The regular candidate of the minority for the Democratic complimentary vote was J. O. Davis, a gentleman of the highest character. But eight of the Democratic members voted against him. Seven of the eight, Assemblymen Black, Collum, Hopkins, Lightner, O'Neil and Wheelan and Senator Hare voted for Harry P. Flannery, a San Francisco saloon-keeper; the eighth, Senator Kennedy, voted for William H. Langdon. Six Democratic Senators and thirteen Democratic Assemblymen voted for Mr. Davis. They were: Senators Campbell, Cartwright, Curtin, Holohan, Miller, and Sanford; Assemblymen Baxter, Gibbons, Gillis, Irwin, Johnson of Placer, Juilliard, Maher, Mendenhall, Odom, Polsley, Preston, Stuckenbruck and Webber.



[19] It is interesting to note that when a good citizen gives effective resistance to the machine, that the machine invariably starts the cry - "He is a candidate for the United States Senate." The open candidacy - and liberal advertising - of a machine man for the Federal Senatorship causes no adverse comment. For an anti-machine man to so aspire - or the suspicion in machine breasts that he so aspires - is heralded as evidence of his complete unworthy and irresponsibility.

[20] But when the machine Republicans of a State unite with Democrats to elect a machine man to the Federal Senate, no such difficulties attend them. Note the election by a coalition of machine Republicans and machine Democrats in Illinois of "Billy" Lorimer, the notorious "blond boss" of the stockyards, to the United States Senate.

[21] Senator Bell, although a Republican, was excluded because he would not make his peace with Walter Parker, the Southern Pacific boss of the political district lying south of Tehachepi. See Chapter 11, Organization of the Senate.

[22] Caminetti's explanation of his vote, as printed in the Senate Journal, is in full as follows:

"Mr. President: During the campaign of 1906, in the Tenth Senatorial District, resulting in my election as Senator, I made the question of 'The election of United States Senators by direct vote of the people' one of the leading issues upon which I asked the suffrage of the people. I then pledged myself in all my speeches and in the press, to endeavor to secure the passage of a law by the Legislature in case of my election having that object in view, and in case of failure in the effort I would nevertheless follow that principle and vote for the choice of a majority of the qualified electors of that district in the selection of a Senator during my term of off cue.

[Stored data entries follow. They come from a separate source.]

Issue #1935, opened 2014-12-15
BUG Mavlink Serial Speed - Max speed actually supported is 57600 - General param 115200 Not Functionnal 


macfly1202:
Hi, 
On 9XR with EXT=MAVLINK, serial speed max supported is 57600.
If we choose to use 115200 in General Param / Baudrate. .it's not fonctionnel on radio screen "Inv mav type"

After take a look on master branch / radio/src/serial.h and cpp, it seem max serial speed is 76800. 

I've  tested it with mission planner and Ctrl+F output. Max Serial supported speed is 57200. I know this output on computer work because my Ardustaion Mega (Antenne Tracker ) use it at 115200 to output Xplane Mavlink data for dev.

It could be great to have this working for connexion with ULTIMATE LRS for example (from flipflap on RC Group - More info there  http://www.itluxembourg.lu/site/ ) 
Serial Output is 115200 in this project (and mav'baud is 19200) and unfortunatly, it's not working

bsongis:
@adriano65 This one is for you I guess!

adriano65:
@bsongis  You guess right :-)
I added 115200 serial speed to 9xr PCB but i get
#warning "baud rate achieved is higher than allowed"
I am investigating about F_CPU and friends to check if that speed
is out of Atmega64-128 capabilities (mmmmh...) or simply out of tolerance..
Please have patience

bsongis:
We will have to release 2.0.14 soon. Winter is here and my mates in the club need it for the LCD corrections from @projectkk2glider 

Would you only remove the 115200bauds choice on 9X/9XR for 2.0.14 
115200bauds support will come in 2.1 as it seems more difficult (unless you succeed of course)

adriano65:
Hi Bertrand,
i submit a pull request with corrections.

I test them and seems to work: i hope macfly1202 will help us too.

Anyway, if you prefer i can remove 115200 speed,
that wasn't managed at all in previous version.

Nice day

macfly1202:
Hi, Thanks all for this. It's not a problem for me to wait. It was just a bug submission. I bought a Taranis for Christmas, and for sure, I will not use often this 9XR now. I could test it with pleasure.

adriano65:
Thank you macfly :-)
Connection is not 'perfectly' stable because serial and internal structures
are reinitializated every n seconds...
I haven't touched this part of code on 9XR, because it seemed working and i am not
the original coder (it was Pienk)
[...]

PR #1971, opened 2015-01-04
Correction to "compilation error on 9XR with MAVLINK extension"

adriano65:
It compiles ok, but I have't tested on a 9XR radio.
Modifications are minimal and it should work


bsongis:
Thanks!

bsongis:
@adriano65 Would you take care of #1935 as well? I guess the guy who opened the issue will be able to do some tests on both this one and #1935

PR #1974, opened 2015-01-06
Issue #1935 - added Mavlink 115200 Baud speed - to test

adriano65:
I used a trick to avoid compiler warning about 115200 speed.
Tested on my APM2.5 and openlrsng settled @ 115200 and works.

Note: 115200 to 115400 difference is 1.8% -> should be compatible with RS232C standards.


bsongis:
You were quick, thanks a lot!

"The last session of the Legislature failed to enact the necessary legislation on the subject, but the people of my district have nevertheless plainly indicated to me that Hon. George C. Perkins was at the last election, and now is, their choice for the United States Senatorship.

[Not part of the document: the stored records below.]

Issue #1399, opened 2014-06-29
[OpenTX] [minor] Option to hide inv parameter effect in the channel monitor


davxlw:
I like to set-up my models with the mixers weight sign reflecting the direction of the surfaces: "plus" to indicate up-travel and "minus" for the reverse:
![mixers](https://cloud.githubusercontent.com/assets/7569433/3422836/5720b81c-ff6a-11e3-947c-19ac9f26e91a.jpg)

In this 4 servos wing example, I have to reverse every other servo with the inv setting so that they turn in the right direction:
![servos_inv](https://cloud.githubusercontent.com/assets/7569433/3422798/99267e58-ff66-11e3-809b-13375e1fd493.jpg)

And now the channel monitor:
![cm_inv](https://cloud.githubusercontent.com/assets/7569433/3422800/daa13e18-ff66-11e3-9745-5efe055058fa.jpg)

The channel monitor shows the correct servos output, as they are mounted in a symmetrical way in the wing, but I would much prefer see the actual surfaces direction:
![cm_surfaces](https://cloud.githubusercontent.com/assets/7569433/3422807/5100ba70-ff67-11e3-9715-40e12e2f5f37.jpg)

It could be a build option, maybe non official...but I would appreciate it !!

PR #1977, opened 2015-01-06
Mixers monitor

"Under these circumstances I feel in honor bound by my pledges to the people of the Tenth Senatorial District, to record the choice of a majority of the qualified electors thereof for Hon. George C. Perkins for United States Senator, hoping in so doing that it will never again be necessary for a member of the Legislature to vote the choice of the people of his district in this, or any other, indirect way, but that this Legislature will rise superior to partisanship and give to the people hereafter an opportunity, under suitable laws, to vote directly for candidates for that office. Should this Legislature fail in this high duty to the public, I trust that the people, in whom all power resides, will hereafter take up this matter in the way the people of the Tenth Senatorial District did two years ago, and thus be able in all legislative districts of the State to record their choice for the exalted office of United States Senator."